Mean diameters of the detected tumors were significantly smaller in the four-month group than in the 12-month group (1.9 vs 2.8 cm; p=0.006), and the four-month group had more patients with HCC no larger than 2 cm (p=0.003).
In addition, more patients in the four-month group had curative treatment (13 vs 3, p=0.049). But while patients who underwent recommended treatments had significantly better survival than patients who did not, there was no significant difference in cumulative survival at one, two or four years between the four-month and 12-month surveillance groups.
How often, then, should individuals like these undergo surveillance ultrasonography? Dr. Lu concluded, "It should be four to six months for such patients with cirrhosis or thrombocytopenia. In some areas without sufficient medical resources, one year should be acceptable."
But, Dr. Lu acknowledged, "Because most of our detected patients were in an early stage, they have long survival. And it should be hard to prove the prognosis difference between tumors with diameters of 2.8 cm and 1.9 cm, especially since both underwent curative treatment."

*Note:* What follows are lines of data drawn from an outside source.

PR #1049, opened 2018-02-22
Fix "Unknown compiler version" warnings on MSVC

jdonald:
Starting with MSVC 2017 we've been spamming the logs with this:

```
Unknown compiler version - please run the configure tests and report the results
```
which comes from boost (autoboost). However, this warning is unhelpful because autoboost does not contain boost's "configure tests".

We could raise the threshold version number (1913 to be current, or higher) but that would defer to problem. Better to follow `gcc.hpp` and `clang.hpp` which do not emit warnings for untested compiler versions. When we do hit a compiler error, we'll know.

### DIFF
--- a/contrib/autoboost/autoboost/config/compiler/visualc.hpp
+++ b/contrib/autoboost/autoboost/config/compiler/visualc.hpp
@@ -288,11 +288,4 @@
 #endif
 
 //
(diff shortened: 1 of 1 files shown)


jhe-:
Ah, so that's where it came from. Yeah, no point for the compiler to speculate on potential errors.

PR #1050, opened 2018-02-23
Update standard to fix Android 32-bit compatibility

jdonald:
Upon attempting to release autowiring-1.0.6, this appears to be required to avoid breaking autowiring-configVersion.cmake compatibility for 32-bit Android.

- [ ] Figure out implications of putting this in v1.0.6 or deferring to v1.0.7


jdonald:
Discussed with @yeswalrus and although this isn't required to stabilize the current release it's better to have. It might also save us from an extra autowiring release if we happen to clean up all repos with regard to toolchain-arm32.cmake soon.

PR #1052, opened 2018-03-09
Remove support for auto_prev

gittyupagain:
The `auto_prev` feature was added to Autowiring with the intention of being able to automatically use AutoFilter decorations from one packet in the next packet. Unfortunately, we often found that there were performance penalties for doing so. It ended up being easier, and faster, to just keep a reference to the shared object if needed. Due to its issues, any references to using `auto_prev` in AutoFilters were removed from our applications.

The actual implementation of `auto_prev` relies on having successor links between the packets. This also means that any long-running packet will keep around all newer packets, even those that have completed, until the oldest remaining packet has completed.

In addition to removing the `auto_prev` feature, this PR also removes the time-shifted decoration concept, and any successor logic that links the packets together.


yeswalrus:
We'll need to bump AW to at least 1.1 after this.

PR #1055, opened 2018-03-12
Modify code to support C++17

gittyupagain:
With the release of C++17, several already deprecated STL functions have been removed. In order to support compilers that adhere strictly to the standard, this PR removes use of those old functions.

### DIFF
--- a/src/autowiring/test/ContextEnumeratorTest.cpp
+++ b/src/autowiring/test/ContextEnumeratorTest.cpp
@@ -2,6 +2,7 @@
 #include "stdafx.h"
 #include <autowiring/ContextEnumerator.h>
 #include <algorithm>
+#include <random>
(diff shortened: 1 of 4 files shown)


src/autowiring/test/ContextEnumeratorTest.cpp
```diff
@@ -146,7 +147,9 @@ TEST_F(ContextEnumeratorTest, ComplexRemovalInterference) {
     children.push_back(AutoCreateContext());
 
   // Shuffle the collection to prevent the order here from being equivalent to the order in the context
-  std::random_shuffle(children.begin(), children.end());
+  std::random_device rd;
+  std::mt19937 gen(rd());
```
yeswalrus: +1 for random_device usage

PR #1060, opened 2018-05-10
Additional fix std::filesystem with /std:c++17

### LINKED ISSUE #1059: Autowiring failed when build with MSVC
Hi all,

For the issue https://github.com/leapmotion/autowiring/issues/1057 I reported before. This issue seems not to be solved completely. For the code in filesystem.h:
```
#if !defined(_MSC_VER) || _MSC_VER < 1914 || _MSVC_LANG < 201402L
```
This is also need to change as 201403L. We are no longer hit this issue when we changed to 201403L. Could you please help take a look at this? Thanks a lot!

Thanks 
Shanshan

bellawu02:
The change in #1058 was incomplete as this constant is checked in two places. Fix it in the second one as well.

- [ ] Fixes #1059 i.e. actually fixes #1056

### DIFF
--- a/src/autowiring/C++11/filesystem.h
+++ b/src/autowiring/C++11/filesystem.h
@@ -18,7 +18,7 @@
 namespace awfsnamespace = autoboost::filesystem;
 #endif
 
-#if !defined(_MSC_VER) || _MSC_VER < 1914 || _MSVC_LANG < 201402L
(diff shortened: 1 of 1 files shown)


jdonald:
@shanshan0309 could you test this out? Sorry that it has taken too many iterations to get this right.

shanshan0309:
@jdonald. Thank you. I tried your fix and it works well.

PR #231, opened 2025-01-04
Use i_info() when time jumps forward by <0.2 seconds

andrew-sayers:
Small time jumps due to NTP corrections are common.  Warning the user too frequently trains them to ignore this message, ignoring potentially serious time jumps.

Reduce the level to `info` if the jump is less than 0.2 seconds, so they can opt out of the common messages but still see the problems.

### DIFF
--- a/src/master/main.c
+++ b/src/master/main.c
@@ -49,6 +49,7 @@
 #define FATAL_FILENAME "master-fatal.lastlog"
 #define MASTER_PID_FILE_NAME "master.pid"
 #define SERVICE_TIME_MOVED_BACKWARDS_MAX_THROTTLE_MSECS (60*3*1000)
+#define SERVICE_TIME_MOVED_FORWARDS_MIN_WARNING_MSECS (200*1000)
 
 struct master_delayed_error {
 	enum log_type type;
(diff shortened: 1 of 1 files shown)


sirainen:
Isn't https://github.com/dovecot/core/commit/ac502af78b43a623312e75939af2d75e5c02e5a1 here? Also why <0.2s specifically? It already ignores <0.1s jumps. I don't see a benefit logging 0.1s .. 0.2s with info-log. Might as well not log them at all, i.e. increase:

#define IOLOOP_TIME_MOVED_FORWARDS_MIN_USECS (100000)

andrew-sayers:
I was looking to make the lowest-impact change I could, but silencing the message altogether works for me.

I get an average of about one message per day (sometimes nothing for a week, sometimes several in a day) warning about the clock moving forward by up to about 0.1001 seconds.  I'm running dovecot on an old Raspberry Pi, so that's probably a decent upper-bound.

0.2 seconds seemed like a round number for the patch above, but if we're silencing the message altogether, how about doing `#define IOLOOP_TIME_MOVED_FORWARDS_MIN_USECS (100100)` and bumping it again if anyone else has a problem?

PR #240, opened 2025-03-31
build: do not modify user-provided CFLAGS variable

jengelh:
```
$ ./configure CFLAGS="-U_FORTIFY_SOURCE -g3" && grep ^CFLAGS Makefile && make
...
CFLAGS = -std=gnu11 -U_FORTIFY_SOURCE -g3 -U_FORTIFY_SOURCE -fstack-protector-strong -U_FORTIFY_SOURCE -D_FORTIFY_SOURCE=2 -mfunction-return=keep -mindirect-branch=keep -Wall -W -Wmissing-prototypes -Wmissing-declarations -Wpointer-arith -Wchar-subscripts -Wformat=2 -Wbad-function-cast -fno-builtin-strftime -Wstrict-aliasing=2
...
/usr/include/features.h:435:4: warning: #warning _FORTIFY_SOURCE requires compiling with optimization (-O) [-Wcpp]
  435 | #  warning _FORTIFY_SOURCE requires compiling with optimization (-O)
```

This is not how `./configure CFLAGS=...` should work. As per https://www.gnu.org/software/automake/manual/html_node/User-Variables.html CFLAGS is reserved for the user, should not be changed (and also should enjoy highest precedence).

AM_CFLAGS is the right variable to use here.

### DIFF
--- a/configure.ac
+++ b/configure.ac
@@ -267,7 +267,7 @@ AC_C_INLINE
 LT_INIT
 
 # SIZE_MAX is missing without this
-CXXFLAGS="$CXXFLAGS -D__STDC_LIMIT_MACROS"
+AM_CXXFLAGS="$AM_CXXFLAGS -D__STDC_LIMIT_MACROS"
 
 # Use the first x.y.z numbers of the version. Also allow x.y numbering.
 AS_IF([echo "$PACKAGE_VERSION" | grep '^[[0-9]]*\.[[0-9]]*\.[[0-9]]'], [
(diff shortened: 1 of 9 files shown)


cmouse:
You could use EXTRA_CFLAGS instead

jengelh:
dovecot.m4 touches EXTRA_CFLAGS too and suffers from losing flags just like CFLAGS during `./configure --enable-ubsan && make EXTRA_CFLAGS=-O1` (loses e.g. sanitizer flags). Also, EXTRA_CFLAGS is nonstandard and not even documented in the source tree.
Please, let's just make CFLAGS behave right. I already wrote the PR.

sirainen:
This change breaks {{./configure --enable-ubsan}} build. Not really sure why.

cmouse:
merged as 25785c90702c0d01f4abf15da546d2bc3bf8e276

PR #242, opened 2025-05-18
push-notification: fix `fts-backend-flatcurve` Time-of-check time-of-use filesystem race condition

odaysec:
https://github.com/dovecot/core/blob/1b8098aa7880ee50f401c8756195f47574f163eb/src/plugins/fts-flatcurve/fts-backend-flatcurve.c#L703-L708

https://github.com/dovecot/core/blob/1b8098aa7880ee50f401c8756195f47574f163eb/src/plugins/fts-flatcurve/fts-backend-flatcurve.c#L719-L719

To fix the TOCTOU race condition, we should avoid relying on the file name after the `stat` check. Instead, we can use a file descriptor obtained via `open` to perform the necessary operations. Specifically:
1. Replace the `stat` call with an `open` call to obtain a file descriptor.
2. Use `fstat` to check the file's properties using the file descriptor.
3. Use `unlink` only if the file descriptor confirms the file's properties match expectations.
4. Close the file descriptor after the operations are complete.

This approach ensures that the file being checked and the file being operated upon are the same, as the file descriptor directly references the file.

---

#### References
The CERT Oracle Secure Coding Standard for C: [FIO01-C. Be careful using functions that use file names for identification ](https://www.securecoding.cert.org/confluence/display/c/FIO01-C.+Be+careful+using+functions+that+use+file+names+for+identification)
[CWE-367](https://cwe.mitre.org/data/definitions/367.html)

### DIFF
--- a/src/plugins/fts-flatcurve/fts-backend-flatcurve.c
+++ b/src/plugins/fts-flatcurve/fts-backend-flatcurve.c
@@ -700,15 +700,25 @@ int fts_backend_flatcurve_delete_dir(const char *path, const char **error_r)
 	struct stat st;
 	enum unlink_directory_flags unlink_flags = UNLINK_DIRECTORY_FLAG_RMDIR;
 
-	if (stat(path, &st) < 0) {
+	int fd = open(path, O_RDONLY);
+	if (fd < 0) {
 		if (errno == ENOENT)
 			return 0;
 		else {
 			*error_r = t_strdup_printf("Deleting fts data failed: "
-				"stat(%s) failed: %m", path);
+				"open(%s) failed: %m", path);
 			return -1;
 		}
 	}
+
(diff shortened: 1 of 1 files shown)


sirainen:
This could make some sense if we had unlink_directory_fd() function, and the fd was passed to it. But as it is now, there is no practical difference to just using stat() call.

Also this directory isn't in any untrusted/shared path. It won't unexpectedly switch between being a file and a directory, so there is no practical race condition. And even if it did happen, the deletion would just fail, so nothing bad would really happen.

slusarz:
And this is a non-critical error/code-path anyway. It only gets run manually (via doveadm command).

Worst case scenario is that and admin runs the command and any error prevents the directory to be deleted via Dovecot.  An admin can still delete the directory manually after investigating the reason for the denial.

PR #246, opened 2025-06-13
global: More fixes for compiling without LDAP

flyn-org:
I discovered that Dovecot 2.4.0 would not build without ldap.h while trying to update OpenWrt's Dovecot package. I found commit 61fe6bbd, but it appeared incomplete after I backported it. I think there are still some conditionals that need to be added to the build system.

This commit adds a few more conditionals. There is still a problem with `all-settings.c` unconditionally including ldap.h, but I don't yet understand `settings-get.pl` enough to fix this.

Additionally, it might be possible to simplify things, both with my changes and the existing build definitions.

Though incomplete, I hoped this patch would help make progress.

### DIFF
--- a/src/auth/Makefile.am
+++ b/src/auth/Makefile.am
@@ -130,8 +130,12 @@ auth_common_sources = \
 	userdb-prefetch.c \
 	userdb-static.c \
 	userdb-sql.c \
+if HAVE_LDAP
 	$(ldap_sources) \
+endif
+if HAVE_LUA
 	$(lua_sources)
+endif
 
 headers = \
 	auth.h \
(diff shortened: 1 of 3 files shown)


cmouse:
Can you please use 2.4.1 for both dovecot core and pigeonhole? Then use 61fe6bbd4a8a64e0823534a57a8db483019c4901 and 4eddec25d21e2bead9e179b407e7e458ffc51910, and you need https://github.com/dovecot/pigeonhole/commit/b37322a8d338bf999bc9774154dce79c4857d622

cmouse:
Also include 431e328b3b035ddb187526cd13bccf29833aed90

PR #247, opened 2025-06-26
Changes for 2.4.1 for i686 compatibility

pghmcfc:
This PR changes a few files (mainly test files) to get the test suite to pass with linux on i686. This reflects some filter values not fitting in an i686 long integer (32 bits), and fixes for a signed 32-bit time_t. The configure script already does all of the necessary checks; it's just a case of using the results properly.


src/lib-imap/test-imap-date.c
```diff
@@ -25,7 +25,7 @@ static void test_imap_date(void)
 		{ "31-Dec-9999", 253402214400LL },
 #endif
 		/* conversions to maximum values */
-#if TIME_T_MAX_BITS == 31
+#if TIME_T_MAX_BITS == 31 || (TIME_T_MAX_BITS == 32 && defined(TIME_T_SIGNED))
```
sirainen, line 28: Hmm. I think these checks are assuming TIME_T_MAX_BITS=31 with signed 32bit time_t. Also m4/gmtime_max.m4 has:

```
      printf "check failed, assuming "
      i_cv_gmtime_max_time_t=31
```

So I'm thinking it might be better to fix the m4 test to output TIME_T_MAX_BITS=31 instead with 32bit signed time_t. Then these other checks wouldn't need to change (except tm_is_too_large() probably).

sirainen (changes requested):

src/lib-imap/test-imap-date.c
sirainen: Also in this commented case `TIME_T_MAX_BITS == 31` would never happen, so I guess that should be simply `#if  #if TIME_T_MAX_BITS == 31 || (TIME_T_MAX_BITS == 32 && defined(TIME_T_SIGNED)`

src/lib-imap/test-imap-date.c
```diff
@@ -71,7 +71,7 @@ static void test_imap_datetime(void)
 		{ "31-Dec-9999 23:59:59 -2359", 253402300799LL + 23*60*60 + 59*60, -23*60 - 59 },
 #endif
 		/* conversions to maximum values */
-#if TIME_T_MAX_BITS == 31
+#if TIME_T_MAX_BITS == 31 || (TIME_T_MAX_BITS == 32 && defined(TIME_T_SIGNED))
```
sirainen, line 74: here also no 31 check

pghmcfc:
Changed the m4 test to make it return 31 bits instead of 32 if time_t was signed, and that made most of the rest of the changes redundant.

cmouse:
See #275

Dr. Franco Trevisani from University of Bologna, Bologna, Italy has conducted a similar study. He told Reuters Health, "I think these results are affected by a number of limitations (adherence to the scheduled surveillance programs, number and management of HCCs detected in the two groups, etc.) that do not allow the authors to provide robust evidence that the four-month and 12-month surveillance programs for HCC are equivalent in terms of patients survival, particularly in cirrhotic patients, who are those at highest risk of HCC development."
"Hence," Dr. Trevisani concluded, "the paper cannot be considered a document that can convince clinicians to derogate from the recommendations released by the current western and eastern practice guidelines, provided that cost-effectiveness analyses favoring annual surveillance in some patient subsets - at very low HCC risk - are taken into account."
SOURCE: http://bit.ly/VnQzGe
Am J Gastroenterol 2013.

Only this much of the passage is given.